The plant hormones are generally divided into five major classes: auxins, gibberellins, cytokinins, abscisic acid, and ethylene (Figure 13.9), although several additional plant hormones have recently been discovered. The first plant hormone to be identified was auxin, with the early experiments leading to its discovery having been performed by Charles Darwin in the 1880s. One of the effects of auxins is to induce plant cell elongation by weakening the cell wall (see Figure 12.49). In addition, auxins regulate many other aspects of plant development, including cell division and differentiation. The other plant hormones likewise have multiple effects in their target tissues, including stem elongation (gibberellins), fruit ripening (ethylene), cell division (cytokinins), and the onset of dormancy (abscisic acid).
Figure 13.9
Our understanding of the molecular mechanisms of plant hormone action is less advanced than comparable studies of animal cells, and the receptors for plant hormones are just beginning to be identified and characterized. One area of noteworthy progress has been in understanding the mechanism by which plant cells respond to ethylene. Using the small weed Arabidopsis as a model, several of the genes required for ethylene responsiveness have been identified.

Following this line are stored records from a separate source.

Issue #2146, opened 2019-10-11
CoreDNS custom domains not working


SuperMarioo:
**Describe the bug**

I have followed this documentation to add custom domain

https://github.com/MicrosoftDocs/azure-docs/blob/master/articles/aks/coredns-custom.md

```apiVersion: v1
kind: ConfigMap
metadata:
  name: coredns-custom
  namespace: kube-system
data:
 mycompany.com.server: |
    mycompany.com:53 {
        errors
        cache 30
        proxy . 192.11.0.1  
    }
```
Pods are unable to resolve custom domain .
curl: (6) Could not resolve host:

**Steps To Reproduce**

kubectl apply -f corednsms.yaml
kubectl delete pod --namespace kube-system --label k8s-app=kube-dns

Exec  to pod and curl http URL with custom domain

**Expected behavior**

custom domain should be resolved 

**AKS Engine version**

v0.41.0

**Kubernetes version**

1.15.4

**Additional context**

CoreDNS-1.6.2 version 

Logs from CoreDNS:

[WARNING] No files matching import glob pattern: conf.d/Corefile*
[WARNING] No files matching import glob pattern: conf.d/Corefile*
[WARNING] No files matching import glob pattern: conf.d/Corefile*

devigned:
Hi @SuperMarioo, thx for reaching out. Let's see if we can get this resolved.

Per coredns, I don't think there is anything special going on here. That is to say, we don't have any special Azure configuration happening here, so the main docs for coredns might be more helpful to you: https://kubernetes.io/docs/tasks/administer-cluster/dns-custom-nameservers/.

Is you DNS server reachable at `192.11.0.1`?
```
$ nslookup microsoft.com 192.11.0.1
;; connection timed out; no servers could be reached
```
This also might help: https://stackoverflow.com/questions/55612141/resolve-custom-dns-in-kubernetes-cluster-aks

SuperMarioo:
Hi @devigned , thx for reply . 

DNS Server is reachable 

I have tried your links but I'm still unable to resolve custom DNS

jjburr:
if you look at your CoreDNS config does it get overwritten? 

If so you will have to switch reconcile with ensureexists on /etc/kubernetes/addons/coredns.yml otherwise it will keep getting reconciled with the default coredns settings.

jackfrancis:
Fixed in #2288

PR #2288, opened 2019-11-08
fix: Modified coredns.yaml to include import parameters

evillgenius75:
**Reason for Change**:

Currently coreDNS is set to auto-reconcile and any customization such as override parameters or stub zone proxy customization will not work in AKS-Engine as the Corefile is reset to default config map settings. Adding the import additional parameters can be added by using a coredns-custom config map with the following parameters:
i.e. Rewrite DNS
```
 apiVersion: v1
kind: ConfigMap
metadata:
  name: coredns-custom
  namespace: kube-system
data:
  test.server: |
    <domain to be rewritten>.com:53 {
        errors
        cache 30
        rewrite name substring <domain to be rewritten>.com default.svc.cluster.local
        forward .  /etc/resolv.conf # you can redirect this to a specific DNS server such as 10.0.0.10
    }
```
i.e. CoreDNS Hosts plugin using overrride
```apiVersion: v1
kind: ConfigMap
metadata:
  name: coredns-custom # this is the name of the configmap you can overwrite with your changes
  namespace: kube-system
data:
    test.override: |
          hosts example.hosts example.org { # example.hosts must be a file
              10.0.0.1 example.org
              fallthrough
          }
```

**Issue Fixed**:

#2146 and #1541 

**Requirements**:

- [ x] uses [conventional commit messages](https://www.conventionalcommits.org/)
  
- [x] includes documentation
- [ ] adds unit tests

**Notes**:

### DIFF
--- a/parts/k8s/addons/coredns.yaml
+++ b/parts/k8s/addons/coredns.yaml
@@ -74,7 +74,9 @@ data:
         loop
         reload
         loadbalance
+        import custom/*.override
     }
+    import custom/*.server
 ---
 apiVersion: v1
 kind: ConfigMap


jackfrancis:
Thank you @evillgenius75 !

CecileRobertMichon:
@jackfrancis @evillgenius75 squash commit message needs to amended to follow release note format.

jackfrancis:
Re-running E2E because the one Windows fail signal was a DNS error.

PR #2293, opened 2019-11-09
chore: improve build through parallel tests and stable tools

devigned:
**Reason for Change**:
- Builds take too long and thought it would be nice to start making them run in parallel. Started down the path of doing this with `ginkgo`, but noticed our regular old go tests were actually being run `N` times where `N` is the num_cpus (https://github.com/onsi/ginkgo/issues/618). So, I decided to remove some of the ginkgo stuff we are using and start moving more to regular old golang tests.
- Also took a moment to add `make reload` and `make clean` to the tools directory so that folks can more easily refresh the version of our build tools they are using. 

Well, things have gotten a bit out of hand... I ended up finding the source for over 3/4 of the build time, generating PKI. We so often generate 4096 bit keys that most of our build time is taken up by that activity.

I had started off down a path replacing them through out the tests, but found a more elegant solution, introducing a build tag to use a smaller default key size. The link below shows where the helper will respond to the `-tags=fast` golang build tag which replaces 4096 keys with 512 keys. This change on its own would probably take the unit tests from 35+m to less than 12m.

```go
//+build fast
 // Copyright (c) Microsoft Corporation. All rights reserved.
 // Licensed under the MIT license.

 package helpers

 const (
 	// SSHKeySize is the size (in bytes) of SSH key to create (only used when `-tags fast` is used)
 	SSHKeySize = 512

 	// DefaultPkiKeySize is the default size in bytes of the PKI key (only used when `-tags fast` is used)
 	DefaultPkiKeySize = 512
 )
```
https://github.com/Azure/aks-engine/pull/2293/files#diff-db3d36d8c86a42b9418b82d5b0b933cc

- [ ] includes documentation
- [ ] adds unit tests

**Notes**:


devigned:
Unit tests passed in 11m 49s

PR #2297, opened 2019-11-11
ci: enforce shell script formatting

mboersma:
**Reason for Change**:
Enforces a minimal-whitespace style for shell scripts using the `shfmt` tool that's already in our toolbox. Run `make validate-shell` to check. (To format instead of just checking, change the `-d` flag to `-w` in `validate-shell.sh`.)

If we're happy with this tool and this approach, it can be used to minify shell scripts as well should that be required.

**Issue Fixed**:

**Requirements**:

- [ ] includes documentation
- [ ] adds unit tests

**Notes**:


jackfrancis:
My 2¢ are that we should defer this work until after we fully convert the CSE surface area to cluster configuration-context-sensitive go templating. And then UT against customData payloads for all supported cluster configurations, to asses the need for this type of surgical approach.

PR #2298, opened 2019-11-11
fix: extract kubelet and kubectl binaries from hyperkube's binary folder when possible

chewong:
**Reason for Change**:

With https://github.com/kubernetes/kubernetes/pull/84662, we can no longer obtain kubelet and kubectl binaries by renaming the hyperkube binary. Instead, we should extract them through hyperkube's binary folder when possible.

**Issue Fixed**:

**Requirements**:

- [x] includes documentation
- [ ] adds unit tests

**Notes**:


mboersma:
See also #2191, which is necessary for 1.17.0-alpha.2 and later, but is currently blocked until #2161 merges.

chewong:
@mboersma thanks for the info. Are we still planning to support `customHyperkubeImage` after when provided?

mboersma:
> Are we still planning to support `customHyperkubeImage`...?

It's a good question, since there is no official hyperkube image for 1.17 onward. I guess the most backward-compatible decision would be to continue to honor `customHyperkubeImage` regardless, so if the user actually builds a custom 1.17.x hyperkube image that will still work.

jackfrancis:
Just to insert myself where I wasn't invited... we should continue to support hyperkube images (including "bring your own hyperkube") indefinitely.

mboersma:
@chewong since there isn't a hyperkube for 1.17 (except 1.17.0-alpha.1), is this a useful change?

chewong:
> @chewong since there isn't a hyperkube for 1.17 (except 1.17.0-alpha.1), is this a useful change?

We could still build a hyperkube image in 1.17 using this [Dockerfile](https://github.com/kubernetes/kubernetes/blob/master/cluster/images/hyperkube/Dockerfile) after building component binaries in k8s/k8s. This PR accounts for the new hyperkube  introduced by https://github.com/kubernetes/kubernetes/pull/84662. However, the long term solution is to move away from building hyperkube in k8s/test-infra and build individual components instead.

mboersma:
Thanks for the explanation. If this helps with upstream testing even temporarily, that's important.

These include genes encoding the ethylene receptor, which is similar to a family of receptors commonly found in bacteria and yeast. Additional genes that have been identified in the ethylene signaling pathway include a protein related to the Raf protein kinase, which plays a key role in animal cell signaling pathways (discussed later in this chapter), and transcription factors, which regulate the expression of ethylene-responsive genes.